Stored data
━━━━━━━━

PR #10424, opened 2026-09-01
curate(VWM5): resolve as SUBTYPE of Leukoencephalopathy With Vanishing White Matter

### LINKED ISSUE #10404: Curate leukoencephalopathy with vanishing white matter 5 (MONDO:0957873)
Curate a dismech entry for **leukoencephalopathy with vanishing white matter 5** ([MONDO:0957873](https://monarchinitiative.org/MONDO:0957873)) — biallelic *EIF2B5* variants, the commonest genetic cause of VWM, in which a partly disabled eIF2B leaves the integrated stress response chronically mis-set and white matter vulnerable to febrile and traumatic stress.

**First decide what this should be, and treat this as the substantive question.** `kb/disorders/Leukoencephalopathy_With_Vanishing_White_Matter.yaml` already exists and cites EIF2B5. So the real choice is a standalone entry, a `has_subtypes` entry on that file, or already-covered.

Read that entry first and check what it actually binds: the pattern seen repeatedly here is a gene *named in prose* with no bound term and no gene-specific pathograph, which is coverage in appearance only. The cblA case (#10260) turned on exactly that, and the deciding argument was whether the pathograph genuinely diverges — for one subunit of a shared complex, it may well not. `SUBTYPE` or already-covered plus a stub deletion is a completed curation, so long as the reasoning is recorded.

Stub: `stubs/Leukoencephalopathy_With_Vanishing_White_Matter_5.yaml`

kevinschaper:
Resolves **leukoencephalopathy with vanishing white matter 5** (MONDO:0957873, *EIF2B5*) as an `entry_type: SUBTYPE` of the existing `Leukoencephalopathy_With_Vanishing_White_Matter` entry. No new disorder file; the reasoning is recorded in the stub.

Closes #10404

## The finding, in one paragraph

Which of the five eIF2B subunit genes is mutated does not predict the disease. Two independent cohorts say so directly. Fogli 2004 (PMID:15136673), 83 individuals: *"Disease severity was correlated with age at onset (p < 0.0001) but not with the type of the mutated subunit nor with the position of the mutation within the protein."* Deng 2021 (PMID:34745209), 341 patients and 180 distinct mutations: *"The gene (EIF2B1-5) in which the mutation located, and the number of null alleles were not associated with age of onset in these patients."* EIF2B5 is the **common** locus — 64% of mutations in the 2004 series — not a distinct entity. So there is no EIF2B5-specific pathograph to write.

## What the umbrella actually binds

The issue was right to make me check, and the answer is that this is **not** the cblA pattern of a gene named in prose with nothing behind it:

| | |
|---|---|
| `genetic:` | A dedicated EIF2B5 record with the gene term bound to **`hgnc:3261`**, its own `HP:0000007` autosomal recessive inheritance block, and PMID:11704758 evidence from the original subunit-mutation paper — alongside equivalent bound records for EIF2B1, EIF2B2, EIF2B3 and EIF2B4 |
| `pathophysiology:` | Rooted at **"eIF2B Translation Initiation Complex Deficiency"** — a node about the complex, not any one subunit — running through deregulated ISR, astrocyte dysfunction, white matter rarefaction and cavitation, to stress-provoked deterioration |
| `has_subtypes:` | Antenatal-Infantile / Early-Childhood / Juvenile-Adult |
| `disease_term` | MONDO:0800448, the parent VWM term |

The asymmetry the issue flagged holds up: unlike a complementation group with its own upstream lesion, EIF2B5 is one subunit of a complex whose other four subunits give the same disease through the same node.

## Why it must not become a `has_subtypes` entry either

This is the part I would not have got right without checking the file. The parent's subtype axis is **onset**, which is the axis the natural-history literature actually stratifies on, and three phenotypes carry `subtype:` foreign keys into it. `subtype:` is single-valued. Dropping a gene-keyed subtype into the same list mixes two orthogonal axes in one namespace and makes a patient who is simultaneously *EIF2B5* and *Juvenile-Adult* unrepresentable.

MONDO:0800448 has nine children on both axes at once — three onset terms, one phenotype term (ovarioleukodystrophy) and five per-gene terms VWM1–VWM5. dismech already covers both, using `has_subtypes` for onset and `genetic:` for gene. That is a better fit than MONDO's flat sibling list, and it should not be flattened to match it.

## What *does* vary, and where it belongs

The specific allele matters even though the gene does not, and the variation is **within** EIF2B5 as much as across genes: p.Arg113His homozygotes are among the mildest patients and p.Thr91Ala homozygotes among the more severe, both in EIF2B5. Deng 2021 adds that eIF2Bε p.Arg195His and p.Arg269Gln predict earlier onset while eIF2Bγ p.Ala87Val predicts later. That is `GeneticContext` detail on the existing EIF2B5 record, not a new disease file.

## Why the stub is kept rather than deleted

MONDO:0957873 is bound nowhere in `kb/`, so deleting the stub would let the next `just seed-stubs` run recreate it verbatim as `UNDECIDED` and lose this judgement — the same reason `stubs/Dyskinesia_With_Orofacial_Involvement.yaml` is kept, and consistent with the other three `SUBTYPE` stubs already in the queue, none of which was deleted.

The clean way to retire it is a `mappings.mondo_mappings` block on the parent with `skos:narrowMatch` for all five per-gene terms, which would retire the whole sibling set at once instead of one stub at a time. **I deliberately did not do that**, for three reasons: it edits the parent entry, which this PR otherwise leaves untouched; it should cover all five VWM terms rather than only the one I was asked about; and the house convention for narrowMatch direction is not settled — `PIK3CA_Mutant_Breast_Cancer.yaml` uses it narrow-entry-to-broad-term, which is the opposite of what is needed here. That is a maintainer call, and the stub's `notes:` says so, so whoever makes it does not have to rediscover any of this.

## The larger finding: the parent entry is behind the literature

Worth more than a new file would have been, and recorded in the stub as leads. Not curated here, because it means editing an entry this PR is not about:

- **Guanabenz is no longer investigational-in-mice.** The parent's ISR-modulation treatment says it is not an established human therapy and cites only 2017/2019 mouse work. A completed single-arm phase 1/2 trial now exists (PMID:42586097). The entry has no `clinical_trials:` block.
- **2025 consensus management guidelines exist** (PMID:41232062), including genetic and MRI diagnostic criteria that map onto a `definitions:` block the entry lacks, and a categorisation of clinically used drugs by their effect on the ISR — which is what `environmental[].influences_mechanisms` with `environmental_effect: EXACERBATES` is for.
- **The astrocyte-primary framing has been revised** by cell-specific *Eif2b5* conditional mice (PMID:40326783), in which the oligodendrocyte-specific mutant matches the whole-body phenotype and the astrocyte-specific one shows only very mild ataxia.
- No `animal_models:` block despite a well-characterised model set, no `conforms_to` anywhere (twelve other leukodystrophies conform to `cns_myelin_failure`), and `prevalence` still uses the deprecated `percentage:` field.

These are separable from the lump/split call and worth doing whichever way it went. Happy to open an issue against the parent entry if that is useful, or to take it as a follow-up.

## Deep research

A falcon report was run for VWM5 and is committed as an artifact. `just preflight-dr` returns **WARN, exit 0**: EIF2B5 mentioned 36 times with the next gene at 4, and one expected warning — the report cites OMIM 603896 while MONDO:0957873 xrefs 620315. 603896 is the *gene* MIM for EIF2B5 and 620315 is the *phenotype* MIM; preflight compares gene MIM against phenotype MIM, so this is the same false positive recorded in #10260, not a defect. The report is on-entity. It did **not** change the disposition, which was reached from the two cohort papers. (An earlier version of this paragraph said the report independently reached the same conclusion about subunit identity not predicting phenotype; on re-reading it does not address that question at all — it says EIF2B5 accounts for the majority of cases and that severity tracks age at onset. Corrected rather than left standing.)

## Validation

`just validate-stubs` — exit 0, no issues. `just check-stubs` — exit 0, 1363 stubs, no errors. The diff is one stub file plus the deep-research artifact; no `kb/` entry, cache row or reference cache is touched, and **no existing entry was modified**.

### DIFF
--- a/stubs/Leukoencephalopathy_With_Vanishing_White_Matter_5.yaml
+++ b/stubs/Leukoencephalopathy_With_Vanishing_White_Matter_5.yaml
@@ -43,11 +43,29 @@ notes: >-
   in which the mutation located, and the number of null alleles were not
   associated with age of onset in these patients." EIF2B5 is the common locus,
   carrying 64% of mutations in the 2004 series, not a distinct entity. What does
-  predict severity is the specific allele and where it sits in the complex -- and
-  that variation is entirely within EIF2B5 as well as across genes, since
-  p.Arg113His homozygotes are among the mildest patients and p.Thr91Ala
-  homozygotes among the more severe. That belongs in `GeneticContext` on the
-  existing EIF2B5 record, not in a new file.
+  predict severity is the specific allele, and that variation runs within EIF2B5
+  as well as across genes. Two sources, quoted here with the attribution a later
+  curator will need:
+
+  van der Lei et al. 2010 (PMID:20975056), a cross-sectional study of EIF2B5
+  genotypes drawn from a 184-patient database: "Patients homozygous for
+  p.Arg113His had a milder disease than patients compound heterozygous for
+  p.Arg113His and patients homozygous for p.Thr91Ala." Both alleles are in
+  EIF2B5, so the mild and the severe ends of that comparison sit in the same
+  gene.
+
+  Deng et al. 2021 (PMID:34745209): "Certain mutations such as
+  eIF2Be[Arg195His] and eIF2Be[Arg269Gln] that were predicted to have a serious
+  influence on eIF2B structure were related to earlier age of onset.
+  EIF2Bg[Ala87Val] which was predicted to have a minimal influence on eIF2B
+  structure, was related to later age of onset." Note that the same paper found
+  eIF2Be[Thr91Ala] did NOT correlate with age of onset in its cohort, which is
+  not in conflict with van der Lei -- different comparison, different endpoint --
+  but is the reason the Thr91Ala contrast is attributed to van der Lei above and
+  not to Deng.
+
+  Either way the finding is allele-level, so it belongs in `GeneticContext` on
+  the existing EIF2B5 record, not in a new file.
 
   Why it must not become a has_subtypes entry either. The parent's
   `has_subtypes` axis is onset-based -- Antenatal-Infantile, Early-Childhood,
@@ -68,9 +86,9 @@ notes: >-
   MONDO:0957871, MONDO:0957872, MONDO:0957873), which would retire the whole
   sibling set at once. That is deliberately left to a maintainer: it edits the
   parent entry, it should cover all five rather than one, and the house
-  convention for narrowMatch direction is not settled (Pik3ca_Mutant_Breast_
-  Cancer uses it narrow-entry-to-broad-term, the opposite of what is needed
-  here). Retire this stub when that mapping is added, or when MONDO:0957873 is
+  convention for narrowMatch direction is not settled: see
+  `kb/disorders/PIK3CA_Mutant_Breast_Cancer.yaml`, which uses it
+  narrow-entry-to-broad-term, the opposite of what is needed here. Retire this stub when that mapping is added, or when MONDO:0957873 is
   otherwise bound in kb/.
 
   Separately, the parent entry is behind the literature in ways that are worth


kevinschaper:
Filed the parent-entry follow-up as #10427, covering the six gaps listed in the PR body — the guanabenz phase 1/2 trial and the missing `clinical_trials:` block, the 2025 consensus guidelines (which map onto a `definitions:` block and an ISR-exacerbating `environmental[].influences_mechanisms` list), the revised cell-type story from the cell-specific *Eif2b5* mice, the absent `animal_models:` block, the absent `conforms_to`, and the deprecated `percentage:` field plus the missing `mappings:` block.

That last one is the mechanism that would retire this stub properly: `skos:narrowMatch` on all five per-gene MONDO terms at once, rather than one stub at a time. I have deliberately left it there rather than doing it here, since it edits the parent entry and the narrowMatch direction convention is unsettled.

Items 1 and 2 are the ones with clinical consequence and are independent of this disposition.

kevinschaper:
Fixed, and you were right to make it a round-trip rather than a note. Thank you for checking the allele against Deng's table rather than taking the sentence on trust — that is exactly the failure mode the note would have propagated.

**On the Thr91Ala claim.** It was not fabricated, but it was uncited, which in a work order that says "put this in `GeneticContext`" is the same problem. The source is **van der Lei et al. 2010, PMID:20975056** — a cross-sectional study of EIF2B5 genotypes from a 184-patient database, whose abstract says verbatim:

> "Patients homozygous for p.Arg113His had a milder disease than patients compound heterozygous for p.Arg113His and patients homozygous for p.Thr91Ala."

I had read that paper while making the disposition and then wrote the conclusion into the note without carrying the attribution with it. That is precisely how a later curator ends up attaching Fogli or Deng to it.

The note now quotes both sources with their PMIDs, and — because you found the apparent contradiction — says explicitly why they do not conflict: van der Lei compares Arg113His homozygotes against Thr91Ala homozygotes on disease severity, while Deng tests each allele independently for correlation with age of onset and finds Thr91Ala non-significant. Different comparison, different endpoint. Deng's *significant* pair (eIF2Bε Arg195His / Arg269Gln earlier, eIF2Bγ Ala87Val later) is now quoted too, so whoever actions the `GeneticContext` work has both findings and the right citation for each.

**Suggestion — the split filename.** Fixed. `>-` folded the line break into a space, so the pointer parsed as `Pik3ca_Mutant_Breast_ Cancer` — not greppable and miscased. It now reads `kb/disorders/PIK3CA_Mutant_Breast_Cancer.yaml` on one line. A note whose whole job is handing a maintainer a precise pointer should have a working pointer.

**Suggestion — `entry_type: SUBTYPE` against its schema definition.** You have identified something real: the enum has no value for "already covered, but on a different axis than `has_subtypes`". I agree `SUBTYPE` is the least-wrong option and that the notes disambiguate it, so I have left it. If it recurs it is worth a schema issue; I would rather see whether it does than add a value on one instance.

**Suggestion — the PR body overstates the deep-research corroboration.** Correct, and I have struck it. Checking the report again, it says EIF2B5 accounts for the majority of cases and that severity tracks age at onset; it does not address whether *which subunit* predicts phenotype. The disposition stands on Fogli and Deng, and the body should not have leaned on the report for that specific point.

**On the parent-entry leads — issue filed as #10427**, before this review landed, covering the guanabenz phase 1/2 trial, the 2025 consensus guidelines, the revised cell-type story, the absent `animal_models:` and `conforms_to`, and the deprecated `percentage:` field. I have added your two additions to it: `NCT05757141` (fosigotifator, open-label Phase 1b/2) and the fuller model set including the Eif2b5 I98M line and the patient iPSC astrocytes.

`just validate-stubs` and `just check-stubs` both re-run clean after the edit.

━━━━━━━━

■ Your assignment:
Please output exactly the lines between the one holding "not in conflict" and the one holding "Filed the parent-entry" in the records above, inclusive, and nothing more.

■ Reply to the task:
+  not in conflict with van der Lei -- different comparison, different endpoint --
+  but is the reason the Thr91Ala contrast is attributed to van der Lei above and
+  not to Deng.
+
+  Either way the finding is allele-level, so it belongs in `GeneticContext` on
+  the existing EIF2B5 record, not in a new file.
 
   Why it must not become a has_subtypes entry either. The parent's
   `has_subtypes` axis is onset-based -- Antenatal-Infantile, Early-Childhood,
@@ -68,9 +86,9 @@ notes: >-
   MONDO:0957871, MONDO:0957872, MONDO:0957873), which would retire the whole
   sibling set at once. That is deliberately left to a maintainer: it edits the
   parent entry, it should cover all five rather than one, and the house
-  convention for narrowMatch direction is not settled (Pik3ca_Mutant_Breast_
-  Cancer uses it narrow-entry-to-broad-term, the opposite of what is needed
-  here). Retire this stub when that mapping is added, or when MONDO:0957873 is
+  convention for narrowMatch direction is not settled: see
+  `kb/disorders/PIK3CA_Mutant_Breast_Cancer.yaml`, which uses it
+  narrow-entry-to-broad-term, the opposite of what is needed here. Retire this stub when that mapping is added, or when MONDO:0957873 is
   otherwise bound in kb/.
 
   Separately, the parent entry is behind the literature in ways that are worth


kevinschaper:
Filed the parent-entry follow-up as #10427, covering the six gaps listed in the PR body — the guanabenz phase 1/2 trial and the missing `clinical_trials:` block, the 2025 consensus guidelines (which map onto a `definitions:` block and an ISR-exacerbating `environmental[].influences_mechanisms` list), the revised cell-type story from the cell-specific *Eif2b5* mice, the absent `animal_models:` block, the absent `conforms_to`, and the deprecated `percentage:` field plus the missing `mappings:` block.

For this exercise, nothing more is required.